Yeah, I mentioned that inner-monologue approaches like that ought to be able to partially bypass sparsity problems (but not BPEs) simply by spreading out & repeating so much. But then you have the issue of making an error anywhere in it can wreck it, and then you need to do inner-monologues in parallel or use self-criticizing inner-monologues, which is a lot more prompting/sampling than most people want to do.

† I just checked GPT-4 to see if the RLHF did the same thing, and [sigh] it does:

> **Write a poem which doesn't rhyme.**

>

> In the twilight of a somber eve,

> A quiet hush begins to weave

> Through the gnarled arms of ancient trees,

>As shadows grow long and whispers cease

> ...

My original goal was to find a prompt that was simple and yet required a bit of planning ahead to reach a correct answer. To get away from BPE issues, just now I tried the following alternative prompt:

> Pick three two-digit numbers. Add them up. Choose the original three numbers so that the sum will be a prime number (on the first try).

I sampled five runs, and it never hit on the idea of first choosing a low-three-digits prime number, and then working backwards to find three two-digit numbers that sum to it. This is probably not surprising, and no doubt I could elicit that behavior if I tried a few different prompts along the lines of "plan ahead" or "come up with a plan for success" or something; the point I was originally trying to make is simply that GPT-4 doesn't automatically reach for such tools. (Not a novel observation, of course.)

For some reason, GPT-4 seems to interpret this prompt as requiring the initial three numbers to all be prime, as well as the final sum being prime. On two of the five runs, it claimed that the task is impossible; here's the more succinct (and bizarre) of those two responses:

> It is impossible to pick three two-digit numbers that will add up to a prime number on the first try. This is because the sum of three integers will always be an even number if at least two of them are odd, and at least one of them must be even since there are only 45 two-digit odd numbers (between 11 and 99).

>

> Since prime numbers greater than 2 are always odd, it is impossible to obtain a prime number as the sum of three two-digit numbers.

On one run, it generated 29 + 31 + 41 = 101, which works.
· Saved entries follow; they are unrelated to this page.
PR #1572, opened 2022-01-24
Merge List and Array type into one.

DaveDavenport:


DaveDavenport:
@jirutka  I think this is sufficient to merge '{}' and '[]' into one.

This is more flexible then needed, we can  have any property between []'s.

lexer/theme-parser.y
```diff
@@ -581,14 +577,10 @@ t_property_element
         $$ = rofi_theme_property_create ( P_COLOR );
         $$->value.color = $1;
 }
-| T_LIST_OPEN t_property_element_list_optional T_LIST_CLOSE {
+| T_LIST_OPEN t_property_element_set_optional T_LIST_CLOSE {
```
jirutka: This is probably wrong…

source/view.c
```diff
@@ -2011,12 +2022,17 @@ RofiViewState *rofi_view_create(Mode *sw, const char *input,
...
   GList *list =
-      rofi_theme_get_list(WIDGET(state->main_window), "children", "mainbox");
-  for (const GList *iter = list; iter != NULL; iter = g_list_next(iter)) {
-    rofi_view_add_widget(state, WIDGET(state->main_window),
-                         (const char *)iter->data);
+      rofi_theme_get_list_strings(WIDGET(state->main_window), "children");
+  if (list == NULL) {
+    rofi_view_add_widget(state, WIDGET(state->main_window), "mainbox");
+  } else {
+    // rofi_theme_get_list(WIDGET(state->main_window), "children", "mainbox");
```
jirutka: What’s the purpose of this “comment”?

lexer/theme-parser.y
```diff
@@ -306,8 +304,6 @@ static ThemeColor hwb_to_rgb ( double h, double w, double b )
 %type <ival>           t_property_highlight_styles
 %type <ival>           t_property_highlight_style
 %type <ival>           t_property_line_style
-%type <list>           t_property_element_list
-%type <list>           t_property_element_list_optional
 %type <list>           t_property_element_set
 %type <list>           t_property_element_set_optional
```
jirutka: Hmm, shouldn’t be `t_property_element_set` removed instead of `t_property_element_list`?

source/view.c
DaveDavenport: forgot to remove.

lexer/theme-parser.y
DaveDavenport: just a naming thing

lexer/theme-parser.y
DaveDavenport: renaming thing,  forgot the 2nd one. fixed now.

lexer/theme-parser.y
jirutka: Naming is important…

jirutka:
I just tested it and it works fine. :+1:

DaveDavenport:
thanks.
I could make some more cleanups based on this, but need to see how to do that without breaking syntax ;-/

On one run, it went through three different attempts, yielding 99, 125, and 119; it noticed that none of these are prime, and gave up. "The process may take several tries, but eventually, a combination that satisfies the condition could be found." And on the last run, it also went through three different attempts, ending again with 119, but this time it claimed 119 was prime.
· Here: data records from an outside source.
PR #771, opened 2024-08-15
ci: Use appraisal gem for testing locally

hasghari:
## Problem
It's cumbersome to run the tests locally for all supported versions.

## Solution
Using the `appraisal` gem, we can run tests against all supported versions easier.

### Checklist
- [ ] Added tests
- [ ] Changelog updated


Gemfile
```diff
@@ -2,52 +2,28 @@
...
-  gem 'test-unit'
-  gem 'simplecov', '=0.21.2'
-end
-
-group :development do
-  gem 'rubocop'
-end
-
-group :assets do
-  gem 'mini_racer'
```
hasghari: I've removed the `mini_racer` gem as it was causing intermittent failures and it seems like the project no longer requires it as a dependency.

It sounds like I need to read up on sparsity and the issues it can cause. I'll pursue the links in your original reference (https://old.reddit.com/r/slatestarcodex/comments/1201v68/10word_quote_a_short_and_simple_failure_mode_of/jdjsx43/). Thanks again!
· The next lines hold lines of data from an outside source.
Issue #744, opened 2024-04-17
[BUG] Duplicate CSP headers when Rails CSP is configured


jboler:
## Describe the bug
rswag-ui returns duplicate CSP headers when Rails has a CSP configured.

## Steps to Test or Reproduce
Example repo: https://github.com/jboler/rswag-csp

The repo is an API only Rails 7.1 app with latest rswag.

To reproduce

```shell
bundle install
bin/rails s
curl -v localhost:3000/api-docs/index.html
```
Returns:
```
* Host localhost:3000 was resolved.
* IPv6: ::1
* IPv4: 127.0.0.1
*   Trying [::1]:3000...
* Connected to localhost (::1) port 3000
> GET /api-docs/index.html HTTP/1.1
> Host: localhost:3000
> User-Agent: curl/8.5.0
> Accept: */*
> 
< HTTP/1.1 200 OK
< Content-Type: text/html
< Content-Security-Policy: default-src 'self'; img-src 'self' data: https://validator.swagger.io; font-src 'self' https://fonts.gstatic.com; style-src 'self' 'unsafe-inline' https://fonts.googleapis.com; script-src 'self' 'unsafe-inline'; 
< content-security-policy: default-src 'self'
< etag: W/"113226cfb0f49141d46dc22487e30e76"
< cache-control: max-age=0, private, must-revalidate
< x-request-id: 3dfc9e63-3a84-4983-97f3-272c33b8c70a
< x-runtime: 0.003001
< server-timing: process_middleware.action_dispatch;dur=0.75
< Content-Length: 4173
< 
<!-- HTML for static distribution bundle build -->

```
Note the duplicate CSP headers. 

## Expected behavior
Ideally the rswag CSP header should override the rails CSP header.

I noticed that if I change the rswag-ui middleware source to use an all lower case `content-security-policy` header like rails then there is no duplicate header.

## Dependency versions
The version of are you using for:
* Rswag: 2.13.0
* Rails: 7.1.3.2
* Ruby: 3.3

eric1234:
[...]

PR #773, opened 2024-08-23
Fix CSP header name based on Rack version

SebouChu:
## Problem
Rack 3 now sends headers with lowercase names. This breaks the override CSP used by rswag, as the middleware writes the CSP with the name `Content-Security-Policy`, but Rails (with Rack 3) searches for `content-security-policy` to know if it should end its own policy.

## Solution
We configure the CSP header name based on the Rack version in the middleware

It does not concern any part of the OpenAPI spec.

- [x] OAS2
- [x] OAS3
- [x] OAS3.1

### Related Issues
Related to #744

### Checklist
- [ ] Added tests
- [x] Changelog updated
- [x] ~~Added documentation to README.md~~ Does not need documentation

- Set up a Rails application using Rack 3.
- Set a CSP policy in Rails initializer
- Set up rswag in the application
- Try to display the webpage on rswag endpoint, page should be blank with CSP errors in the browser console.


SebouChu:
Don't know where to test this tho, if anyone has an idea :)

woodhull:
We also experienced this!

tagliala:
Hello,

the following change in Rack will not play well with this fix: 

https://github.com/rack/rack/pull/2199/files

SebouChu:
@tagliala I don't see how it can be a problem as Rack::RELEASE is kept the same as Rack::VERSION

tagliala:
> @tagliala I don't see how it can be a problem as Rack::RELEASE is kept the same as Rack::VERSION

I did read the comments at rack/rack#2199, and apparently `Rack::RELEASE` will not be deprecated at all (or it is not planned to be deprecated), so yes, it is not a concern anymore

I was concerned about a future deprecation, and a subsequent removal of that constant

However, `Rack.release` is available and did not change

SebouChu:
@tagliala I'm going to use this to make sure it does not need a change for Rack 4

rswag-ui/lib/rswag/ui/middleware.rb
```diff
@@ -14,7 +19,7 @@ def call(env)
         end
 
         if index_path?(env)
-          return [ 200, { 'Content-Type' => 'text/html', 'Content-Security-Policy' => csp }, [ render_template ] ]
+          return [ 200, { 'Content-Type' => 'text/html', CONTENT_SECURITY_POLICY_HEADER => csp }, [ render_template ] ]
```
Lorel, line 24: As `actionpack` is defined as [dependency](https://github.com/rswag/rswag/blob/master/rswag-ui/rswag-ui.gemspec#L25) of this gem, we can rely on the constants defined there

```suggestion
          return [ 200, { 'Content-Type' => 'text/html', ActionDispatch::Constants::CONTENT_SECURITY_POLICY => csp }, [ render_template ] ]
```
to get rid of the definition of `CONTENT_SECURITY_POLICY_HEADER` above

SebouChu: Thanks @Lorel, made the adjustment!

tagliala: Hello, this is a good suggestion

However, as per gemspec, rswag-ui supports actionpack >= 5.2

https://github.com/rswag/rswag/blob/3013bcd9aaa73d1398bf8b0f4cece17efba91c63/rswag-ui/rswag-ui.gemspec#L25-L26

`ActionDispatch::Constants` has been introduced 2 years ago, probably in 7.1.0

https://github.com/rails/rails/commit/1fd79abb549739c3db06f9fe197ff8836be639c0

I would reconsider this change, and maybe add a note to migrate to ActionDispatch::Constants when all Rails < 7.1 support will be dropped

<details><summary>Copilot analysys</summary>

> This change updates the HTTP header key for Content Security Policy (CSP) from the hardcoded string `'Content-Security-Policy'` to `ActionDispatch::Constants::CONTENT_SECURITY_POLICY`. Specifically:
> 
> **Before:**
> ```ruby
> return [200, { 'Content-Type' => 'text/html', 'Content-Security-Policy' => csp }, [render_template]]
> ```
> **After:**
> ```ruby
> return [200, { 'Content-Type' => 'text/html', ActionDispatch::Constants::CONTENT_SECURITY_POLICY => csp }, [render_template]]
> ```
> 
> ### What does this do?
> - Instead of using the string `'Content-Security-Policy'` as the header key, it uses the constant `ActionDispatch::Constants::CONTENT_SECURITY_POLICY`.
> - This constant is essentially an alias for `'Content-Security-Policy'` in modern Rails versions.
> 
> ---
> 
> ## Is this change good given the supported Rails versions?
> 
> ### 1. **Support for `ActionDispatch::Constants::CONTENT_SECURITY_POLICY`**
> - This constant was [introduced in Rails 7.1](https://github.com/rails/rails/pull/48355).
> - **If rswag-ui supports Rails < 7.1 (e.g., Rails 6.1, 7.0), this change will break compatibility**, as the constant will not exist in those versions.
> - If rswag-ui has dropped support for Rails < 7.1, this change is safe and slightly preferred for consistency and avoiding typos.
> 
> ### 2. **Current rswag Supported Rails Versions**
> - As of early 2024, [rswag](https://github.com/rswag/rswag) supports Rails 6.1, 7.0, and 7.1 ([see gemspec and documentation](https://github.com/rswag/rswag/blob/main/rswag-ui/rswag-ui.gemspec)).
> - **Therefore, this change is NOT safe for all supported rswag users**—it will cause a `NameError` on Rails < 7.1.
> 
> ---
> 
> ## Recommendation
> 
> - **If rswag-ui needs to support Rails < 7.1:**  
>   **Do not make this change** or use a fallback:
>   ```ruby
>   csp_header = defined?(ActionDispatch::Constants::CONTENT_SECURITY_POLICY) ?
>     ActionDispatch::Constants::CONTENT_SECURITY_POLICY : 'Content-Security-Policy'
>   return [200, { 'Content-Type' => 'text/html', csp_header => csp }, [render_template]]
>   ```
> - **If rswag-ui only supports Rails >= 7.1:**  
>   The change is good and more robust.
> 
> ---
> 
> ### **Summary**
> 
> **This change is not safe if rswag-ui supports any Rails version lower than 7.1.**  
> If you want to support older versions, use a conditional fallback. If you only support Rails 7.1 and above, the change is fine.
</details>

Notes on Copilot analysis:
- The link to the PR is completely wrong
- The versions supported by rswag ui are wrong

SebouChu: Oh yeah, now I remember, I think that was why I didn't use ActionPack constant, due to this minimal version. @Lorel Are you okay with me reverting the last change?

franzliedke:
This is the correct fix from my perspective, except for the small difficulty with older Rails versions, where the constant is not present. (Should be fixable by using a custom constant here that falls back the upper-case variant when the Rails constant is not defined.)

In the meantime, here's our generic patch for anybody with similar problems on a Rails app with Rack 3:

```ruby
class RswagCSPDisableMiddleware
  def initialize(app)
    @app = app
  end

  def call(env)
    @req = Rack::Request.new(env)
    _, headers, = response = @app.call(env)

    if headers.key?("Content-Security-Policy")
      headers["content-security-policy"] = headers.delete("Content-Security-Policy")
    end

    response
  end
end

Rails.application.config.middleware.insert_after(
  ActionDispatch::ContentSecurityPolicy::Middleware,
  RswagCSPDisableMiddleware
)
```

franzliedke:
Interestingly, the [Rack 3 upgrade guide](https://github.com/rack/rack/blob/v3.1.16/UPGRADE-GUIDE.md) claims that using all-lower-case header names should give you full compatibility with Rack 2 and 3. Is this not correct in the Rails context?

ShamoX:
Would it be nice to:

1. Add some documentation about the usage of CSP (for the non-initiated, that would activate the config.content_security_policy and face a blank page or non-working API call)?
2. Remove the need for 'unsafe-inline' altogether?

Ok, this last point should not be discussed here. But is there a reason why it has been made? Is it “only” for the simplicity of not having several other script/style files?

rswag-ui/lib/rswag/ui/middleware.rb
```diff
@@ -15,7 +15,7 @@ def call(env)
         end
 
         if index_path?(env)
-          return [200, { 'Content-Type' => 'text/html', 'Content-Security-Policy' => csp },
+          return [200, { 'Content-Type' => 'text/html', ActionDispatch::Constants::CONTENT_SECURITY_POLICY => csp },
```
tagliala: `rswag_ui` supports actionpack and railties >= 5.2

`ActionDispatch::Constants::CONTENT_SECURITY_POLICY` was introduced in Rails 7.1.0.
The ActionDispatch::Constants module was created on Jul 27, 2023 (commit rails/rails@1fd79ab), with the CSP constants added the next day in commit rails/rails@d1381dc.

This should mirror Rails' implementation otherwise it will break on older Rails versions

SebouChu: @tagliala how about now?

tagliala: This seems to be a better choice at the moment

Yeah, it has so many strange blindspots like that which seem far below what it should be capable of. It's not a passing error, it repeats it and then conditions on the generated confabulations to lock it into place even more firmly, so it can't recover. Unfortunately, there's no easy way to show that that's due to BPEs or sparsity because it's screwed up the model's learning & fundamental representations - it's not a matter of simply padding with spaces and hey presto, now it works.

This is why I'm a little hopeful OA may turn to fixing BPEs in the next iterations. With a context window of 32k+, you don't *need* BPEs, but you do need reliability and quality more (those 32k-context calls are damned expensive), and you need to get rid of these unfixable, undebuggable, unpredictable bizarre errors which keep biting unsuspecting users. I predict that a whole swathe of apparently-unrelated errors will just go away with character tokenization and the output will be subtly but unmistakably better in general.